_Exercise_
All of the entries below are to be copied word for word.

==== Data for the task ====

Issue #152, opened 2019-09-19
SVGs in HTML are too large


peterbe:
Large SVGs cause the HTML page to be very large and slow to download. The advantage of SVGs is that they can be controlled from the stylesheet, unlike binary images which are just static blobs. However, binary images load extremely fast comparatively. And images can be downloaded in parallel and cached by the browser too. 

```
> svgs= [...document.querySelectorAll('svg')]
(14) [svg, svg, svg, svg, svg, svg, svg, svg, svg, svg, svg, svg, svg, svg]
> svgs.map(o => o.outerHTML.length)
(14) [859, 859, 61869, 800, 1244, 2411, 1231, 1005, 1502, 1299, 5647, 14242, 1206, 61869]
> svgs.map(o => o.outerHTML.length).reduce((a, b) => a + b)
156043
> svgs.map(o => o.outerHTML.length).reduce((a, b) => a + b)  / 1024
152.3857421875
```

So, the HTML is weighed down by 152KB of SVG content.

PR #209, opened 2019-09-24
152: Reduce SVG sizes

stevejalim:
This changeset slims down three SVG files, to reduce page weight (as mentioned in #152) 

The optimisation was done with https://jakearchibald.github.io/svgomg/

Original SVG weight in an example page (featuring pattern and topic icons multuple times): 153KB
Post-optimisation of icon and panel background: 54KB

**Before**
Screenshot 2019-09-24 at 15 02 24

**After**
Screenshot 2019-09-24 at 15 02 37

The header SVG has also been optimised from 80KB down to 56KB.

**Before**

Screenshot 2019-09-24 at 15 23 19

**After**
Screenshot 2019-09-24 at 15 22 57

(If merged, should resolve issue #152)
## How to test

- pull branch
- view site
- be super-picky and look for imperfect results compared to before you pulled 😄


stevejalim:
@dcgauld I've only checked the SVG rendering in Firefox - let me know if it needs checking in other browsers and I'll do that, no worries.

dcgauld:
Looks great to me! Not sure how these were missed in the first place, but appreciate it 👍

Issue #235, opened 2019-09-26
Enable hourly rebuilds of whole site


stevejalim:
UPDATED DESCRIPTION:

A PR was made for this (https://github.com/mdn/developer-portal/pull/242) but was closed because it was agreed this should be triggered at the k8s level, not a cron in the `app` container.

Once https://github.com/mdn/developer-portal/pull/361 is merged, this ticket becomes unblocked.

We need:

* An hourly cron-like job that, hourly, runs `manage.py publish_scheduled_pages` (which means we can hide pages until we want them to appear in the site - see https://docs.wagtail.io/en/v2.6.2/reference/management_commands.html) 
* An hourly cron-like job that runs hourly but 15 mins after the previous command (to allow time for scheduled publishing to complete). This should call `manage.py enqueue_build_and_sync_task` (which re-exports the latest state of the site to S3 - see https://github.com/mdn/developer-portal/pull/242)

Note that we can't rely on just the first management command as a way to hourly re-export the site, because if there are no scheduled pages to be published, this won't have the side effect of triggering the build-and-sync process.

stevejalim:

====

_Response area_
Issue #152, opened 2019-09-19
SVGs in HTML are too large


peterbe:
Large SVGs cause the HTML page to be very large and slow to download. The advantage of SVGs is that they can be controlled from the stylesheet, unlike binary images which are just static blobs. However, binary images load extremely fast comparatively. And images can be downloaded in parallel and cached by the browser too. 

```
> svgs= [...document.querySelectorAll('svg')]
(14) [svg, svg, svg, svg, svg, svg, svg, svg, svg, svg, svg, svg, svg, svg]
> svgs.map(o => o.outerHTML.length)
(14) [859, 859, 61869, 800, 1244, 2411, 1231, 1005, 1502, 1299, 5647, 14242, 1206, 61869]
> svgs.map(o => o.outerHTML.length).reduce((a, b) => a + b)
156043
> svgs.map(o => o.outerHTML.length).reduce((a, b) => a + b)  / 1024
152.3857421875
```

So, the HTML is weighed down by 152KB of SVG content.

PR #209, opened 2019-09-24
152: Reduce SVG sizes

stevejalim:
This changeset slims down three SVG files, to reduce page weight (as mentioned in #152) 

The optimisation was done with https://jakearchibald.github.io/svgomg/

Original SVG weight in an example page (featuring pattern and topic icons multuple times): 153KB
Post-optimisation of icon and panel background: 54KB

**Before**
Screenshot 2019-09-24 at 15 02 24

**After**
Screenshot 2019-09-24 at 15 02 37

The header SVG has also been optimised from 80KB down to 56KB.

**Before**

Screenshot 2019-09-24 at 15 23 19

**After**
Screenshot 2019-09-24 at 15 22 57

(If merged, should resolve issue #152)
## How to test

- pull branch
- view site
- be super-picky and look for imperfect results compared to before you pulled 😄


stevejalim:
@dcgauld I've only checked the SVG rendering in Firefox - let me know if it needs checking in other browsers and I'll do that, no worries.

dcgauld:
Looks great to me! Not sure how these were missed in the first place, but appreciate it 👍

Issue #235, opened 2019-09-26
Enable hourly rebuilds of whole site


stevejalim:
UPDATED DESCRIPTION:

A PR was made for this (https://github.com/mdn/developer-portal/pull/242) but was closed because it was agreed this should be triggered at the k8s level, not a cron in the `app` container.

Once https://github.com/mdn/developer-portal/pull/361 is merged, this ticket becomes unblocked.

We need:

* An hourly cron-like job that, hourly, runs `manage.py publish_scheduled_pages` (which means we can hide pages until we want them to appear in the site - see https://docs.wagtail.io/en/v2.6.2/reference/management_commands.html) 
* An hourly cron-like job that runs hourly but 15 mins after the previous command (to allow time for scheduled publishing to complete). This should call `manage.py enqueue_build_and_sync_task` (which re-exports the latest state of the site to S3 - see https://github.com/mdn/developer-portal/pull/242)

Note that we can't rely on just the first management command as a way to hourly re-export the site, because if there are no scheduled pages to be published, this won't have the side effect of triggering the build-and-sync process.

stevejalim:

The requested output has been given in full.